Companies pursuing photonic quantum computing include PsiQuantum, Xanadu, Quandela, Orca Computing, and Quix Quantum.
Neutral Atom Quantum Computers
Neutral atom quantum computers use individual atoms with no net electric charge as qubits. These atoms are trapped using focused laser beams and arranged in programmable arrays, where their quantum states can be controlled with additional laser pulses.
One way to frame this architecture is through its scalability. In their ground state, neutral atoms interact only weakly with one another, which reduces unintended coupling between qubits. This makes it easier to organize large, orderly arrays. The ability to rearrange atoms within these arrays further enhances architectural flexibility.

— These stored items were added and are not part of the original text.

PR #1633, opened 2023-03-09
Set external runtime path

petervdonovan:
When we make changes to reactor-ts and accompanying changes in
lingua-franca we cannot point to the version of reactor-ts that is
published on NPM. We need to clone a specific ref and point to it.

Locally, pointing to the correct runtime version fixes the problem that
I observed in https://github.com/lf-lang/lingua-franca/pull/1607. If this change to the yaml file is correct then
this should make that PR mergeable.

This PR also fixes a bug in the way we pass CLI args because this bug was inhibiting my ability to debug #1607. I decided to fix the bug rather than working around it

### DIFF
--- a/.github/workflows/ts-tests.yml
+++ b/.github/workflows/ts-tests.yml
@@ -34,7 +34,7 @@ jobs:
           ref: master
       - name: Perform TypeScript tests
         run: |
-          ./gradlew test --tests org.lflang.tests.runtime.TypeScriptTest.* -Druntime="./reactor-ts"
+          ./gradlew test --tests org.lflang.tests.runtime.TypeScriptTest.* -Druntime="git://github.com/lf-lang/reactor-ts.git#master
       - name: Report to CodeCov
         uses: codecov/codecov-action@v3.1.1
         with:
--- a/.github/workflows/ts-tests.yml
+++ b/.github/workflows/ts-tests.yml
@@ -26,9 +26,15 @@ jobs:
         run: |
           brew install coreutils
         if: ${{ runner.os == 'macOS' }}
+      - name: Clone reactor-ts
+        uses: actions/checkout@v3
+        with:
+          repository: lf-lang/reactor-ts
+          path: ./reactor-ts
+          ref: master
       - name: Perform TypeScript tests
         run: |
-          ./gradlew test --tests org.lflang.tests.runtime.TypeScriptTest.*
+          ./gradlew test --tests org.lflang.tests.runtime.TypeScriptTest.* -Druntime="./reactor-ts"
       - name: Report to CodeCov
         uses: codecov/codecov-action@v3.1.1
         with:
--- a/.github/workflows/ts-tests.yml
+++ b/.github/workflows/ts-tests.yml
@@ -34,7 +34,7 @@ jobs:
           ref: master
       - name: Perform TypeScript tests
         run: |
-          ./gradlew test --tests org.lflang.tests.runtime.TypeScriptTest.* -Druntime="git://github.com/lf-lang/reactor-ts.git#master
+          ./gradlew test --tests org.lflang.tests.runtime.TypeScriptTest.* -Druntime="git://github.com/lf-lang/reactor-ts.git#master"
       - name: Report to CodeCov
         uses: codecov/codecov-action@v3.1.1
         with:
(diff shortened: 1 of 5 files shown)


org.lflang/src/org/lflang/cli/Lfc.java
```diff
@@ -261,27 +261,26 @@ protected Properties filterPassOnProps() {
...
             BuildParm.WORKERS)
-        .map(param -> param.getKey())
+        .map(BuildParm::getKey)
         .collect(Collectors.toUnmodifiableSet());
 
         Properties props = new Properties();
 
         for (OptionSpec option : spec.options()) {
             String optionName = option.longestName();
+            if (optionName.startsWith("--")) optionName = optionName.substring(2);
```
lhstrh, line 271:
```suggestion
```

org.lflang/src/org/lflang/cli/Lfc.java
```diff
@@ -261,27 +261,26 @@ protected Properties filterPassOnProps() {
...
             BuildParm.THREADING,
             BuildParm.WORKERS)
-        .map(param -> param.getKey())
+        .map(BuildParm::getKey)
         .collect(Collectors.toUnmodifiableSet());
 
         Properties props = new Properties();
 
         for (OptionSpec option : spec.options()) {
             String optionName = option.longestName();
```
lhstrh, line 270:
```suggestion
            String optionName = option.descriptionKey();
```

.github/workflows/ts-tests.yml
```diff
@@ -26,9 +26,15 @@ jobs:
...
+      - name: Clone reactor-ts
+        uses: actions/checkout@v3
+        with:
+          repository: lf-lang/reactor-ts
+          path: ./reactor-ts
+          ref: master
       - name: Perform TypeScript tests
         run: |
-          ./gradlew test --tests org.lflang.tests.runtime.TypeScriptTest.*
+          ./gradlew test --tests org.lflang.tests.runtime.TypeScriptTest.* -Druntime="./reactor-ts"
```
lhstrh, line 37: Why are we doing this? If you want to point to `master`, you can also write:
```suggestion
          ./gradlew test --tests org.lflang.tests.runtime.TypeScriptTest.* -Druntime="git://github.com/lf-lang/reactor-ts.git#master
```
(See https://github.com/lf-lang/lingua-franca/tree/master/test/TypeScript)

I am a little confused though that you found that `--external-runtime` didn't work, because I used it successfully earlier this week :thinking:

petervdonovan: Earlier this week I mentioned that I was able to reproduce a bug using Gradle but not using `--external-runtime-path`, so I assumed that the bug fixed in this PR was the reason. `lfc` was silently failing to change the runtime in the generated `package.json` from `3.2.0` to a file system path; I confirmed this by locally running `lfc` before and after my changes.

Are you sure that `--external-runtime-path` was actually working, and not just silently doing nothing? If so, then there must be a recent change that is in `master` but not in `ts-upstream-delays` that fixed this problem.

cmnrd: The passing of command line options was broken in master and is fixed by https://github.com/lf-lang/lingua-franca/pull/1631

petervdonovan: Thanks Christian! That makes the first change in this PR unnecessary.

org.lflang/src/org/lflang/cli/Lfc.java
cmnrd: I think I commented this earlier, but I couldn't see my comment anymore. This issue was fixed on master https://github.com/lf-lang/lingua-franca/pull/1631 in a different way.

.github/workflows/ts-tests.yml
```diff
@@ -26,9 +26,15 @@ jobs:
...
+      - name: Clone reactor-ts
+        uses: actions/checkout@v3
+        with:
+          repository: lf-lang/reactor-ts
+          path: ./reactor-ts
+          ref: master
       - name: Perform TypeScript tests
         run: |
-          ./gradlew test --tests org.lflang.tests.runtime.TypeScriptTest.*
+          ./gradlew test --tests org.lflang.tests.runtime.TypeScriptTest.* -Druntime="git://github.com/lf-lang/reactor-ts.git#master
```
petervdonovan, line 37:
```suggestion
          ./gradlew test --tests org.lflang.tests.runtime.TypeScriptTest.* -Druntime="git://github.com/lf-lang/reactor-ts.git#master"
```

Unlike superconducting systems, neutral atom platforms do not require dilution refrigerators operating at millikelvin temperatures. Instead, they rely on laser cooling to reach microkelvin temperatures within ultra-high vacuum environments. This avoids the extensive cryogenic infrastructure required by some other quantum computing approaches.
However, scaling neutral atom systems introduces engineering challenges. As arrays grow larger, maintaining precise laser control and consistent performance across all qubits becomes increasingly difficult. Gate operations are also generally slower than in superconducting systems, partly because atoms may need to be repositioned to enable interactions. Improving speed and reliability at scale remains an active area of development, and several approaches have been proposed to address these limitations.
Companies building neutral atom quantum computers include Atom Computing, Pasqal, Infleqtion and QuEra Computing.
The Hardware Landscape
Beyond the principal hardware architectures discussed above, additional approaches – including quantum dots, topological qubits, and quantum annealing systems – are also under development. Some extend gate-based architectures, while others represent alternative computational models. In most cases, these approaches remain earlier in maturity or are optimized for more specialized use cases.
A central question, however, is whether one hardware model will ultimately dominate.
The presence of several viable hardware strategies introduces complexity for investors and enterprise adopters. In classical computing, things were messy at first too – but eventually everyone standardized around a few main architectures. That standardization made it easier to scale, invest, and build a whole industry around it. Quantum computing might follow the same path – lots of experimentation now, then consolidation around the best approach later.
According to a report by TechTarget, Carl Dukatz, global lead of the quantum program at Accenture, suggested that history may point toward eventual consolidation.
“If we look at history, it tells us that there will generally be one that’s selected as the way, the preferred device, simply for the economies of scale,” Dukatz said.
That uncertainty is reflected across the ecosystem.
Michael Biercuk, founder and CEO of Q-CTRL, whose firm develops quantum control infrastructure across platforms, offers a similarly measured view.
“Each modality has its own strengths and weaknesses,” he said. “We don’t have a favorite.”
A Practical Perspective
For now, quantum computing remains in a formative stage. Large-scale fault tolerance has not yet been achieved, and engineering maturity varies across platforms. Advancements in error correction, operational reliability, and scalable manufacturing processes are likely to shape long-term outcomes more decisively than theoretical distinctions alone. Leaders seeking to deepen their understanding may consult published roadmaps and technical updates from IBM Quantum, Google Quantum AI, and Quantinuum. Ongoing reporting and industry briefings from The Quantum Insider also provide structured coverage of developments across modalities.